Днем мы обязательно выходили гулять. Обыкновенно наша бонна водила нас на Тверской бульвар, где мы играли с другими детьми. Незнакомые дети подходили друг к другу и приглашали: «Хотите играть?» И мы с разрешения нашей старушки бежали с восторгом играть в «ворота», «кошки-мышки» и другие игры.
И вот однажды, мне было года четыре, несясь в большом круге детей, я оглянулась на нашу немку, сидевшую с моим младшим братом на руках на скамейке, и не увидела ее. Я тотчас же вышла из игры, стала смотреть кругом. Ни ее, ни братьев моих нигде не было. Тогда я, потеряв голову, побежала вниз по бульвару, вообразив, что она ушла без меня домой. Я бежала и плакала. Я пробежала с середины бульвара до угла Тверской. Там меня остановил городовой, расспросил: кто я, куда бегу, где мой дом? Я сумела объяснить, что я дочь «Магазина Андреева» и что могу ему показать дорогу туда. Я перестала плакать и шла с ним очень уверенно за руку. Из магазина меня отец доставил домой, похвалив за находчивость. Дома я застала ужасную сцену между матерью и Амалией Ивановной. Старушка плакала много дней и считала меня виноватой в ее горе. Она чуть-чуть не лишилась места у нас из-за меня. А мне ее печаль и слезы отравили радость моего геройства. По тому, как взрослые отнеслись к случаю со мной, я поняла, что выказала для своих трех-четырех лет большую сметливость, и гордилась своим геройством.
Если зимой нас не водили гулять, то мы играли во дворе. Там для нас устраивались две высокие горы, с которых мы съезжали на салазках. Шалить много там нельзя было, так как каток в садике и горы были как раз под окнами комнаты матери. Но все же играть во дворе мы куда больше любили, чем ходить на Тверской бульвар. В три часа мы возвращались домой, ели фрукты.

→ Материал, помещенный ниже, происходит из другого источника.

PR #5142, opened 2023-05-19
`TextRange.combine` should not modify input ranges

debonte:
Addresses https://github.com/microsoft/pylance-release/issues/4393

`SmartSelectionProvider` calls `TextRange.combine` on `ParseNode` arrays. Currently that causes the `start` and/or `length` of the first node in the array to be changed to the combined range's length.

This would be an easy mistake to make in other places. In fact, I believe these other two usages are also resulting in unintended `ParseNode` changes:
- https://github.com/microsoft/pyright/blob/fedcafb706c335b17ca2617d3d2d1ab07030f51f/packages/pyright-internal/src/analyzer/typeEvaluator.ts#LL15171
- https://github.com/microsoft/pyrx/blob/main/packages/pylance-internal/src/languageService/completionProvider.ts#L579

So I've modified `combine` to leave the input ranges unchanged.

I looked through the other calls to `TextRange.combine` and none of them are relying on the current behavior.

### DIFF
--- a/packages/pyright-internal/src/common/textRange.ts
+++ b/packages/pyright-internal/src/common/textRange.ts
@@ -77,7 +77,7 @@ export namespace TextRange {
             return undefined;
         }
 
-        const combinedRange = ranges[0];
+        const combinedRange = { start: ranges[0].start, length: ranges[0].length };
         for (let i = 1; i < ranges.length; i++) {
             extend(combinedRange, ranges[i]);
         }
--- a/packages/pyright-internal/src/tests/textRange.test.ts
+++ b/packages/pyright-internal/src/tests/textRange.test.ts
@@ -1,0 +1,26 @@
+/*
+ * textRange.test.ts
+ * Copyright (c) Microsoft Corporation.
+ * Licensed under the MIT license.
+ */
+
+import * as assert from 'assert';
+
+import { TextRange } from '../common/textRange';
+
+test('textRange combine', () => {
+    const range1 = TextRange.create(10, 2);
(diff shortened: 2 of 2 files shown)


packages/pyright-internal/src/tests/textRange.test.ts
```diff
@@ -0,0 +1,29 @@
+/*
```
erictraut, line 1: I'm not sure we need a test for this. If this functionality doesn't work, it will be pretty obvious immediately. Each new test adds time and compute for every subsequent change, so I try to add tests only for things that have the potential for regressions that would otherwise go undetected. It's fine to leave this test here, but something to keep in mind for the future.

packages/pyright-internal/src/common/textRange.ts
```diff
@@ -77,7 +77,7 @@ export namespace TextRange {
             return undefined;
         }
 
-        const combinedRange = ranges[0];
+        const combinedRange = { start: ranges[0].start, length: ranges[0].length };
```
erictraut, line 80: Yes, good call.

erictraut (approved):

heejaechang:
it would be nice if all these parse node is marked as `readonly` outside of `parser.ts`

debonte:
> it would be nice if all these parse node is marked as `readonly` outside of `parser.ts`

We're tracking that work in general with https://github.com/microsoft/pyrx/issues/3333. It would be awesome to improve this. We've had several bugs of this type over the past few months.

До вечера мы играли, или нам читали вслух, затем, выпив молока, шли спать ровно в восемь часов, минута в минуту, и каждый день мы протестовали, выдумывали предлоги, чтобы оттянуть ненавистный час, шумели и кричали, чтобы заглушить бой часов. Когда сальная свеча, освещавшая нашу комнату, была потушена, мы вставали с постелей и при свете лампадки, висевшей перед иконой св. Пантелеймона, начинали баловаться. И всегда мы затевали что-нибудь запрещенное: перелезали в кроватки друг к другу или, поставив скамеечку на стол (все это надо было проделать очень тихо), лазили прикладываться к иконе, причем поцеловать надо было непременно ту руку святого Пантелеймона, в которой он держал коробку с лекарствами, «а то не будет чуда».
Все эти шалости затевала обыкновенно я, подбивая братьев на непослушание и всякие дерзкие выходки. Оба брата подчинялись и слушались меня беспрекословно. Так как я была много сильнее их физически, они оба меня боялись. Я не так любила старшего Алешу. Он был «рохля», как я его называла, ленивый, апатичный, лишенный всякой фантазии, всякой инициативы. Миша — болезненный, тихий — был очень умен, с большой волей и выдержкой. Я его обожала, всегда брала его сторону, защищала. От избытка нежности часто, хоть он был моложе меня на год, носила его на руках, целовала. Болезненный, хрупкий, он был похож на девочку. Мы с ним менялись игрушками, я отдавала ему свои куклы, он мне своих лошадей, солдатиков.